In a previous article we have been talking about the foot in the door marketing, in which the main objective is to ask for something small first in order to engage with the person. And then afterwards ask for something bigger, increasing your chances to receive a positive answer.
An exact opposite technique is the door in the face marketing. Similar to the foot in the door strategy, the door in the face tactic is a sequential request. The main difference lies in the fact that this time the idea is to ask first for something big, then afterwards for something smaller, with the same purpose of increasing your chances to get a positive answer.
The door in the face marketing tactic was first studied by Robert Cialdini in his book called “Influence, the power of persuasion”. It gave different examples of the technique and also showed that the door in the face marketing dates from more than 40 years ago, from the days of travelling salesmen.
Examples of Door in the face marketing can be encountered in different political campaigns, media advertising and communication and charitable organizations/events.
Generally speaking, we are all familiar with the idea that when we are interested in having a raise of salary and we are going through negotiations beside knowing how to market yourself, an important part of the negotiations consist in how much can you ask for. Usually you start by asking for an enormous amount of money so then you can reach to your actual desired salary.
The same goes also for when you are in a shop and you want to buy a souvenir for example. When the price is too high for you, you are going to ask for an incredibly smaller price until you reach the price that you are willing to pay for. These are known as tactics in sales and negotiations and it is similar yet exactly opposite to foot in the door strategy.

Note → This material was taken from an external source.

PR #512, opened 2022-09-02
build: add circular dependency protection

layday:


FFY00 (approved):
Just some minor comments. Thanks!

First you make a request to the other person that is excessive and which they will most probably refuse. Then you make a request that is more reasonable and the other person is more likely to accept it. An important principle of this strategy is that the two requests should be linked, so the second proposal is a more acceptable version of the first one. Another principle would be that the second request should be made soon after the first request.
Does it truly work? The reasoning behind this strategy is that when the other person refuses the first request, a feeling of guilt is installed in his mind. When we speak about social elements such as those involved in charitable proposal, the feeling of guilt and the fear of rejection are more intense. As a result, the second proposal comes as an opportunity to make up for the first refusal and still actively be involved.
Some marketers believe that the door in the face marketing is quite a risky strategy due to the fact that it works with manipulation using the contrast principle and even though it has chances to provide a positive result it does not involve the behavioral compliance of the other person, but only their verbal agreement. Therefore, it might be considered more successful to just presenting the actual request. In the case that marketers still want to apply this strategy, they have to have a very good knowledge not only of their request but also of the organization’s specific purposes and activities in order to convince the person to whom you request.
I personally believe that buying culture plays a major role on which type of technique is being used. In India for example, people are used to asking for discounts. Thus, you will find a shopkeeper quoting exorbitant prices, and then lessening it down to even 100% at times to close the sale. However, in developed countries, there is hardly any negotiation because of automation. Thus, you don’t find much haggling on the sale price. Hence, the culture too plays a major role in door in the face marketing.